In this message, Yours truly aims to cast his spotlight on three instances in The Bible where the main characters’ in their relationship with another individual focused on invisible spiritual factors rather than the plainly visible physical ones’ even while deepening their bonds with the concerned. These perceptive souls’ would also subsequently reap the Divine blessings for their stunning actions borne out of wise perceptivity!!!
Poverty...
Welcome to a quite familiar “rags to riches” story of Ruth. Welcome once again to this timeless, touching story which throws up new insights every single time we study it. What was the turning point in this riveting “poverty to prosperity” account? Doubtless the moment set in stone so to speak is recorded in chapter 1, verse 16 wherein Ruth says, “I’m accepting my mother-in-law’s God as my God, mother-in-law’s people as my people.” By saying so, she walks virtually into the Sovereign and Secure hands of God (read Covenantal relationship).

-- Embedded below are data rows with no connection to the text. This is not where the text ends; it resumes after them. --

Issue #638, opened 2020-10-22
Transfer walk distance not minimized


abyrd:
R5 was originally designed to report only travel times, so it doesn't take any special steps to break ties between paths with identical travel times.

When walking or transferring to a route, we might be able to board it at several stops. Because of the way we scan down patterns we will usually board at the earliest viable stop to ride a particular trip, even if that involves more walking than boarding at a later stop. In practice almost no one would do this because they'd maximize the ratio of wait time to walk time, to minimize the risk of missing a trip, or sometimes just to minimize the effort of walking.

Even though this doesn't affect reported travel times, now that we are reporting and displaying paths more often, it may confuse users or just look ugly. We want the paths to look like ones passengers would use in practice.

The problem is partially masked by the fact that we filter precomputed transfers to only those between the closest stops on any two patterns. But when used in routing, transfers are not between patterns, just between stops. So early boarding can still happen, especially on the access leg, which does not use precomputed transfers.

We expect this can be fixed by inserting a check around the section that checks whether we can board earlier trips at each stop:
https://github.com/conveyal/r5/blob/c7e1fa25439fae3b80923579e94f2a94570cf3f7/src/main/java/com/conveyal/r5/profile/FastRaptorWorker.java#L558

We will probably want to check whether boarding at each stop can improve on cumulative walk time (or just walk time from the last transfer) and if so, reset the boarded-at stop even when the trip does not change.

PR #640, opened 2020-10-24
Refine paths

ansoncfit:
https://github.com/conveyal/r5/commit/4a3b115bfff49be13f49303ed0d3e571fd2f3c23 favors paths that reduce access and transfer time, addressing #638. Other commits on this PR address a few miscellaneous cleanup TODOs.

We should discuss the assertions.

Based on the way we iterate through trips, it appears we assume trips on a pattern do not overtake each other. We may want to add a note about that and other limitations in how we use GTFS (e.g. transfers, handling of exact_times) to the user manual.

### DIFF
--- a/src/main/java/com/conveyal/r5/profile/FastRaptorWorker.java
+++ b/src/main/java/com/conveyal/r5/profile/FastRaptorWorker.java
@@ -546,33 +546,73 @@ public class FastRaptorWorker {
                             }
                         }
                     } else {
-                        // We are already on a trip, but check if this stop was reached early enough to back up
-                        // to an earlier trip on the same pattern.
-                        // For example, consider two potential boarding stops on a pattern (A and B), with the search
-                        // origin closer to B:
-                        //  A----B
-                        //       |
-                        //       O
-                        // In this setup, the earliestBoardTime at A is less than (before) the earliestBoardTime at B.
-                        // It might be possible to board a certain trip at B, but only a later trip at A. Because A
-                        // is evaluated first (providing updates to downstream stops), we need to check for earlier
-                        // trips that could be boarded at B.
-                        int bestTripIdx = onTrip;
-                        while (--bestTripIdx >= 0) {
-                            TripSchedule trip = pattern.tripSchedules.get(bestTripIdx);
-                            if (trip.headwaySeconds != null || !servicesActive.get(trip.serviceCode)) {
+
+                        // We have already boarded a trip on this pattern at an upstream stop; check for cases in which
+                        // it would be preferable to board the pattern at this stop instead.
+
+                        TripSchedule onTripSchedule = pattern.tripSchedules.get(onTrip);
+
+                        // First, check whether boarding the same trip at this stop instead of the upstream one would
+                        // be preferred. This will not affect total travel time, but it will affect the breakdown of
+                        // walk vs. wait. So if needed as an optimization, these blocks could be disabled unless
+                        // request.computePaths = true;
+                        boolean boardHereInstead = false;
+                        if (inputState.previous == null) {
+                            // In the first transit round, arriving at this stop before arriving at the upstream stop
+                            // implies shorter access time. And arriving earlier or at the same time implies more
+                            // buffer time to board the trip, so boarding at this stop is preferable to boarding at
+                            // the upstream stop when the non-strict inequality is satisfied.
+                            if (inputState.bestTimes[stop] <= inputState.bestTimes[boardStop]) {
+                                boardHereInstead = true;
+                            }
+                        } else {
+                            // In subsequent transit rounds, we want to compare the length of the transfer legs.
+                            // Boarding a trip at this stop is preferable if it requires a shorter transfer than
+                            // boarding the same trip at the upstream stop.
+                            int upstreamTransferFromStop = inputState.transferStop[boardStop];
+                            if (upstreamTransferFromStop != -1) {
+                                int upstreamTransferTime =
+                                        inputState.bestTimes[boardStop] - inputState.previous.bestTimes[upstreamTransferFromStop];
+                                int transferFromStop = inputState.transferStop[stop];
+                                int transferTime =
+                                        inputState.bestTimes[stop] - inputState.previous.bestTimes[transferFromStop];
+                                if (transferTime < upstreamTransferTime) {
+                                    boardHereInstead = true;
+                                }
+                            }
+                        }
+
+                        if (boardHereInstead) {
+                            boardTime = onTripSchedule.departures[stopPositionInPattern];
+                            waitTime = onTripSchedule.departures[stopPositionInPattern] - inputState.bestTimes[stop];
+                            boardStop = stop;
+                        }
+
+                        // Second, it might even be possible to board an earlier trip at the downstream stop. This
+                        // must be checked to enssure correctness of total travel time results.
+                        // TODO handle trips on the same pattern that overtake each other?
+                        int earlierTripIdx = onTrip;
+                        while (--earlierTripIdx >= 0) {
+                            TripSchedule earlierTripSchedule = pattern.tripSchedules.get(earlierTripIdx);
+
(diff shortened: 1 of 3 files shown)


src/main/java/com/conveyal/r5/profile/FastRaptorWorker.java
```diff
@@ -546,33 +546,73 @@ private void doScheduledSearchForRound (RaptorState outputState) {
...
+                        // We have already boarded a trip on this pattern at an upstream stop; check for cases in which
+                        // it would be preferable to board the pattern at this stop instead.
+
+                        TripSchedule onTripSchedule = pattern.tripSchedules.get(onTrip);
+
+                        // First, check whether boarding the same trip at this stop instead of the upstream one would
+                        // be preferred. This will not affect total travel time, but it will affect the breakdown of
+                        // walk vs. wait. So if needed as an optimization, these blocks could be disabled unless
+                        // request.computePaths = true;
+                        boolean boardHereInstead = false;
```
abyrd, line 559: We should factor this whole decision whether to board here out into a method, and make that method call and the subsequent `if (boardHereInstead)` clause all conditional on request.computePaths.

src/main/java/com/conveyal/r5/profile/FastRaptorWorker.java
```diff
@@ -546,33 +546,73 @@ private void doScheduledSearchForRound (RaptorState outputState) {
...
+                                boardHereInstead = true;
+                            }
+                        } else {
+                            // In subsequent transit rounds, we want to compare the length of the transfer legs.
+                            // Boarding a trip at this stop is preferable if it requires a shorter transfer than
+                            // boarding the same trip at the upstream stop.
+                            int upstreamTransferFromStop = inputState.transferStop[boardStop];
+                            if (upstreamTransferFromStop != -1) {
+                                int upstreamTransferTime =
+                                        inputState.bestTimes[boardStop] - inputState.previous.bestTimes[upstreamTransferFromStop];
```
abyrd, line 575: If I'm not mistaken, we don't need to look at the previous round at all. We can look at the bestNonTransferTime for the upstreamTransferFromStop in the input state. The transferStop tells us which stop we transferred from within that same round, if any. The difference between those two arrival times should be proportionate to the the transfer distance.

If there is no need to look at the previous round, then I'm hopeful that these two main clauses (`if (inputState.previous == null) ... else`)  can somehow be collapsed into one. It seems to me like there should be a single expression that works to break ties in all rounds.

src/main/java/com/conveyal/r5/profile/FastRaptorWorker.java
```diff
@@ -546,33 +546,73 @@ private void doScheduledSearchForRound (RaptorState outputState) {
...
+                                int transferFromStop = inputState.transferStop[stop];
+                                int transferTime =
+                                        inputState.bestTimes[stop] - inputState.previous.bestTimes[transferFromStop];
+                                if (transferTime < upstreamTransferTime) {
```
abyrd, line 579: We're breaking the tie based on the one previous transfer time, but it seems roughly equivalent to me to maximize wait time over the whole path (as long as boarding time is the same). We are in fact already tracking cumulative waiting time in the array nonTransferWaitTime. Is there some way we could use that instead?

src/main/java/com/conveyal/r5/profile/FastRaptorWorker.java
```diff
@@ -546,33 +546,73 @@ private void doScheduledSearchForRound (RaptorState outputState) {
...
+                            boardTime = onTripSchedule.departures[stopPositionInPattern];
+                            waitTime = onTripSchedule.departures[stopPositionInPattern] - inputState.bestTimes[stop];
+                            boardStop = stop;
+                        }
+
+                        // Second, it might even be possible to board an earlier trip at the downstream stop. This
+                        // must be checked to enssure correctness of total travel time results.
+                        // TODO handle trips on the same pattern that overtake each other?
+                        int earlierTripIdx = onTrip;
+                        while (--earlierTripIdx >= 0) {
```
abyrd, line 595: It strikes me looking at this that once we're on a trip, we look at at least one earlier trip on every single downstream stop. This checking of earlier trips is in fact only necessary if the previous-round arrival time at that stop is earlier than (less than, not equal to) the departure time on the trip we're currently riding. I guess checking that additional condition is an optimization and may not actually save much computation over stepping back one trip at every stop and checking whether that previous trip is boardable.

Additionally, if we board an earlier trip, then all the decision logic about whether to boardHereInstead was in vain. So ideally that boardHereInstead logic would only run once it's clear we won't board an earlier trip. But again this is an optimization and may have negligible impact. I think it might just better reflect the structure of the decision tree.

abyrd (commented):
This seems like the right idea - when remaining on board a trip, break ties using some characteristics of the transfers. It does seem to me that there is probably a more compact / clear way to express this breaking of ties, maybe a way that has less special cases. I added some comments that might help identify a different way. I'm not totally sure of the observations in some of those comments, but wanted to share impressions immediately. I will revisit later and see if I have any clarifications to make.

src/main/java/com/conveyal/r5/profile/FastRaptorWorker.java
abyrd: The tie breaking rule you’re using in the latest updates in 782936e would do the job. I was just wondering if there was a single expression with less conditionals that would achieve something similar. One alternative might be the one mentioned in another comment below: maximizing wait time instead of minimizing walk time (which should be equivalent when boarding the same trip at different stops). I'll provide some more detail on that comment.

src/main/java/com/conveyal/r5/profile/FastRaptorWorker.java
abyrd: To clarify: I'm not sure maximizing wait time is necessarily better than minimizing walk time. It seems like maximizing wait time might correspond better with an underlying reason for choosing the shorter path (all other things being equal it makes you less likely to miss your bus). But most importantly, we are already tracking nonTransferWaitTime cumulatively, and I was thinking it might result in exactly the same expression for the first round as for subsequent rounds. If it doesn't then there's no real advantage. Anyway since you factored that tie-breaker predicate out into a method, the presence of a conditional is less problematic because it no longer affects the readability of the logic one level up.

src/main/java/com/conveyal/r5/profile/RaptorState.java
```diff
@@ -337,4 +340,28 @@ public boolean stopWasUpdated (int stop, boolean withinMinute) {
         }
     }
 
+    /**
+     * Checks whether boarding a at one stop allows for shorter access/transfer legs than boarding at another stop.
```
abyrd, line 344: The Javadoc should specify (maybe with `@param`) that here and there are stop indexes, and that a return value of `true` means here is better than there.

As this is an instance method in the context of a single round's state, we should also make it clear that we're talking about boarding in the _next_ round, not boarding in this round. But the meaning of the method might be clearer if we just don't mention boarding at all, only what the method computes. It simply tells whether the walk or access leg to reach one stop is shorter than the other within this round.

src/main/java/com/conveyal/r5/profile/RaptorState.java
```diff
@@ -337,4 +340,28 @@ public boolean stopWasUpdated (int stop, boolean withinMinute) {
...
+            return this.bestTimes[here] < this.bestTimes[there];
+        } else {
+            // In subsequent transit rounds, we want to compare the length of the transfer legs.
+            // We cannot directly compare arrival times or waiting times at the stops, because the transfer legs may
+            // have started at different times.
+            return transferTime(here) < transferTime(there);
+        }
+    }
+
+    private int transferTime(int stop) {
```
abyrd, line 362: Continuing the Javadoc expansion from shorterAccessOrTransferLeg, this method should state that it returns the length of time spent walking (or using some other street mode) within this round, to achieve the optimal route to the given stop in this round.

abyrd (approved):
Looks good, just suggested a few changes to Javadoc.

What made her take that “leap of faith”? The events at the beginning of beginning of chapter 2 provide us with a clue. Ruth says that she would like to go and glean in some of the fields as per the Levitical law which states that “the reapers during the harvest should not pick up any stray grain or crop... it is for the poor and the widows and foreigners to come and glean…” (Lev 19:9). How could Ruth the Moabitess have known about this Law? Quite certainly, she would have become conversant about this thanks to her Jewish mother-in-law, Naomi who would have surely educated her about the same. It is that familiarity with Naomi’s unique God of Covenant (Deu 8:18/ Neh 9:32) and His Word which accorded so much of importance to the “weak and poor” of the society at a time the universal social Law was “Might is right” that had made Ruth cling to her mother in law as iron-filings cling to the magnet. Amazingly so (one can say), since her mother-in-law herself had given the widowed Ruth the right to go back to her roots and remarry!!!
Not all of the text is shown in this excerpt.